La escena es en sí un corto, casi independiente al resto de
la trama. Hay introducción, desarrollo y conclusión. Hasta existen dos puntos
de giro que separan cada una de las fases.
La secuencia comienza con un plano de situación, más bien
con un “cuadro” de situación, una composición con lo más típico de la noche
parisina, el Can-Can, la torre Eiffel, Le Moulin Rouge,… el champán. En el
mismo sentido, a continuación, viene el primer número musical: “Ooh, La La” nos
anuncia el género de la película y sigue con los tópicos, en especial el del
champán. Es una simpática canción, con sorpresa final incluida, interpretada
por Lupino Lane en un plano medio estático. La escena finaliza con una ligera
panorámica del criado abandonando la habitación y cerrando la puerta.

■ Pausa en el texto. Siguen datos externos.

PR #1428, opened 2021-06-17
fix(console): fix console test errors

jcamposmk:
### **Fix console test errors**
Add useTimeout hook in form-helpers and clean errors in console

**escenario:** 

- Run yarn test on console
- All tests pass successfully

**Results:**

- Local
image

- Jenkins
image

### DIFF
--- a/src/hooks/useTimeout/index.js
+++ b/src/hooks/useTimeout/index.js
@@ -5,7 +5,7 @@ const useTimeout = () => {
 
   // clear the timeout.
   useEffect(() => {
-    return () => timerIds.map((timerId) => clearTimeout(timerId));
+    return () => timerIds.forEach((timerId) => clearTimeout(timerId));
   }, [timerIds]);
 
   const createTimeout = (callback, delay) => {
--- a/src/hooks/useTimeout/index.js
+++ b/src/hooks/useTimeout/index.js
@@ -1,0 +1,24 @@
+import { useCallback, useEffect, useState } from 'react';
+
+const useTimeout = () => {
+  const [timerIds, setTimerIds] = useState([]);
+
+  // clear the timeout.
+  useEffect(() => {
+    return () => timerIds.map((timerId) => clearTimeout(timerId));
+  }, [timerIds]);
+
+  const createTimeout = (callback, delay) => {
+    // Don't schedule if no delay or callback is specified.
+    if (delay === null || !callback) {
+      return;
+    }
+
+    const id = setTimeout(callback, delay);
+    setTimerIds((timerIds) => [...timerIds, id]);
+  };
+
+  return useCallback(createTimeout, []);
+};
+
+export default useTimeout;
--- a/src/hooks/useTimeout/index.test.js
+++ b/src/hooks/useTimeout/index.test.js
@@ -1,7 +1,6 @@
-import { useEffect } from 'react';
 import '@testing-library/jest-dom/extend-expect';
 import useTimeout from '.';
-import { renderHook } from '@testing-library/react-hooks';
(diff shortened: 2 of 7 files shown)


src/hooks/useTimeout/index.js
```diff
@@ -0,0 +1,24 @@
+import { useCallback, useEffect, useState } from 'react';
+
+const useTimeout = () => {
+  const [timerIds, setTimerIds] = useState([]);
+
+  // clear the timeout.
+  useEffect(() => {
+    return () => timerIds.map((timerId) => clearTimeout(timerId));
+  }, [timerIds]);
```
andresmoschini, line 9: Is it fine using `timerIds` as dependency? will it not clear existing timeouts each time you add a new one?

src/hooks/useTimeout/index.js
```diff
@@ -0,0 +1,24 @@
+import { useCallback, useEffect, useState } from 'react';
+
+const useTimeout = () => {
+  const [timerIds, setTimerIds] = useState([]);
+
+  // clear the timeout.
+  useEffect(() => {
+    return () => timerIds.map((timerId) => clearTimeout(timerId));
```
andresmoschini, line 8: I know that it is very opinionable, also, that this way is very idiomatic for some JS people.

I am not asking for a change, only starting a conversation.

In my opinion, it is better to keep functions like `map` to _map_, it means to convert each item of a list into a different item in a new list without side effects.

`clearTimeout` is a effect, for that reason, I think that `for` will be clear here.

El portazo da pie al inicio del siguiente encuadre, también
con una puerta cerrada (aquí realmente es cuando comienza nuestra secuencia).
Un plano general muy típico en el cine de Lubitsch, tan aficionado al vodevil y
a dejar que el espectador imagine lo que sucede detrás de esa puerta (se oye
una discusión, otro recurso sonoro). Del dormitorio sale Maurice Chevalier que
se dirige al público en una pose brechtiana
para anunciar que su pareja es muy celosa. Un plano detalle de una liga parece
darle la razón a la enfadada mujer, sobre todo cuando Lubitsch enseña las
piernas y comprobamos que a ella no le falta ninguna liga (más tarde repetirá
plano cuando la reina enseñe las extremidades inferiores a un sorprendido
gabinete ministerial). Con un montaje rápido y sin palabras vemos como la
señorita se dispone a vengarse de Chevalier. Plano detalle de una pequeña
pistola que saca del bolso y plano medio de los dos discutiendo de nuevo, en
francés, hasta que viene el primer punto de giro: llega el marido (Chevalier nos
hace de traductor mirando a la cámara por segunda vez).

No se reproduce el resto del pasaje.